Previous studies have reported immune interference from prior or repeat vaccination on current season vaccine immunogenicity of humoral and cellular responses27 and we sought to investigate whether receipt of eIIVs can overcome these limitations. Due to a high proportion of older adults having had prior S-IIV vaccinations, subjects were separated into those “regularly immunized” (≥3 vaccinations) or “not regularly immunized” (≤2 vaccinations) in the past 5 years (Table 1). For initial analysis, we pooled eIIV and S-IIV vaccine groups due to limited sample sizes and if significance was observed in aggregate data we further stratified into individual vaccine groups. We found that regularly immunized subjects had significantly lower recruitment of ICOS+PD1+TFH1 cells compared to those not regularly immunized (Fig. 5a). However, no differences in recruitment of IFN-γ+ CD8+ and IFN-γ+ CD4+ T cells were observed (Supplementary Fig. 7a, b).
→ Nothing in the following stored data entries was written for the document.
PR #99258, opened 2025-11-12
drivers: dma: stm32u5: Configure burst lengths

LinderPi:
The source and destination burst lengths can be configured with a value from 1 to 64. As the appropriate values are available in the DMA configuration structure provided by Zephyr, these can be set during driver configuration. Unfortunately, the STM32 DMA LL API does currently not provide the minimum and maximum values.

### DIFF
--- a/drivers/dma/dma_stm32u5.c
+++ b/drivers/dma/dma_stm32u5.c
@@ -25,6 +25,7 @@ LOG_MODULE_REGISTER(dma_stm32, CONFIG_DMA_LOG_LEVEL);
 #define DT_DRV_COMPAT st_stm32u5_dma
 
 #define STM32U5_DMA_LINKED_LIST_NODE_SIZE (2)
+#define STM32U5_DMA_MAX_BURST_LENGTH      (64) /* Maximum number of beats in a burst */
 
 static const uint32_t table_src_size[] = {
 	LL_DMA_SRC_DATAWIDTH_BYTE,
@@ -403,6 +404,44 @@ static int dma_stm32_configure(const struct device *dev,
 		LOG_ERR("source and dest unit size error, %d",
 			config->source_data_size);
 		return -EINVAL;
+	}
+
+	if ((config->source_burst_length % config->source_data_size) != 0) {
+		LOG_ERR("Source burst length %d is not aligned to source data size %d",
+			config->source_burst_length, config->source_data_size);
+		return -EINVAL;
+	}
+
+	if ((config->dest_burst_length % config->dest_data_size) != 0) {
+		LOG_ERR("Destination burst length %d is not aligned to destination data size %d",
+			config->dest_burst_length, config->dest_data_size);
+		return -EINVAL;
+	}
+
+	uint32_t burst_beats = config->source_burst_length / config->source_data_size;
+
+	if (burst_beats > STM32U5_DMA_MAX_BURST_LENGTH) {
+		LOG_ERR("Source burst length %d is invalid", config->source_burst_length);
+		return -EINVAL;
+	} else if (burst_beats > 0) {
+		LL_DMA_SetSrcBurstLength(dma, dma_stm32_id_to_stream(id), burst_beats);
+	} else {
+		/* Default HW behavior (upon reset) is a single beat burst */
+		LOG_WRN("Accepting source burst length 0 for backwards compatibility");
+		LL_DMA_SetSrcBurstLength(dma, dma_stm32_id_to_stream(id), 1U);
+	}
+
+	burst_beats = config->dest_burst_length / config->dest_data_size;
+
+	if (burst_beats > STM32U5_DMA_MAX_BURST_LENGTH) {
+		LOG_ERR("Destination burst length %d is invalid", config->dest_burst_length);
+		return -EINVAL;
+	} else if (burst_beats > 0) {
+		LL_DMA_SetDestBurstLength(dma, dma_stm32_id_to_stream(id), burst_beats);
+	} else {
+		/* Default HW behavior (upon reset) is a single beat burst */
+		LOG_WRN("Accepting destination burst length 0 for backwards compatibility");
+		LL_DMA_SetDestBurstLength(dma, dma_stm32_id_to_stream(id), 1U);
 	}
 
 	stream->busy		= true;


drivers/dma/dma_stm32u5.c
```diff
@@ -484,6 +484,16 @@ static int dma_stm32_configure(const struct device *dev,
 
 	LL_DMA_SetBlkDataLength(dma, dma_stm32_id_to_stream(id), config->head_block->block_size);
 
+	if (config->source_burst_length > 0 && config->source_burst_length <= 64) {
+		LL_DMA_SetSrcBurstLength(dma, dma_stm32_id_to_stream(id),
+					 config->source_burst_length);
+	}
```
etienne-lms: Error out if burst length > 64?
Or maybe a warning trace message that burst length was not applied.

LinderPi: Good point. I added warning log messages and rebased the branch.

erwango: @LinderPi Thanks for sharing this. Is that fixing performances issues that you noticed ? If not, please open an issue as well with your observations.

LinderPi: Not entirely. I need to further investigate it and will open an issue 👍

drivers/dma/dma_stm32u5.c
mathieuchopstm, line 1: I would place the check (and error if invalid) in `dma_stm32_configure`, as done with other parameters - somewhere around here:
https://github.com/zephyrproject-rtos/zephyr/blob/8cdce672767153a70ea8d18c231427790db0c2aa/drivers/dma/dma_stm32u5.c#L388-L393

LinderPi: I somewhat agree. However, I suppose this breaks existing applications that did not set the burst lengths. If this is desired, I change it.

mathieuchopstm: Why would it break applications? Just accept `0` as a valid (but ignored) value, since it ought to be the default value.

LinderPi: You are right. I implemented this and left the warning message if the value is ignored.

drivers/dma/dma_stm32u5.c
```diff
@@ -405,6 +405,26 @@ static int dma_stm32_configure(const struct device *dev,
...
 	}
 
+	if (config->source_burst_length > 64) {
+		LOG_ERR("Source burst length %d is invalid", config->source_burst_length);
+		return -EINVAL;
+	} else if (config->source_burst_length > 0) {
+		LL_DMA_SetSrcBurstLength(dma, dma_stm32_id_to_stream(id),
+					 config->source_burst_length);
+	} else {
+		LOG_WRN("Source burst length %d is not applied", config->source_burst_length);
```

In addition, regularly immunized individuals had a trend for reduced plasmablast induction (p = 0.07) (Fig. 5b) and significantly reduced boosting of H3-2013 HA-specific IgG (p = 0.004) (Fig. 5c), high-avidity IgG antibodies (p = 0.02) (Fig. 5d) and ADCC responses (p = 0.03) (Fig. 5e). In contrast, there were no differences in the induction of G2-stalk-specific IgG (Supplementary Fig. 7c) and ADCC responses (p = 0.42) (Supplementary Fig. 6d).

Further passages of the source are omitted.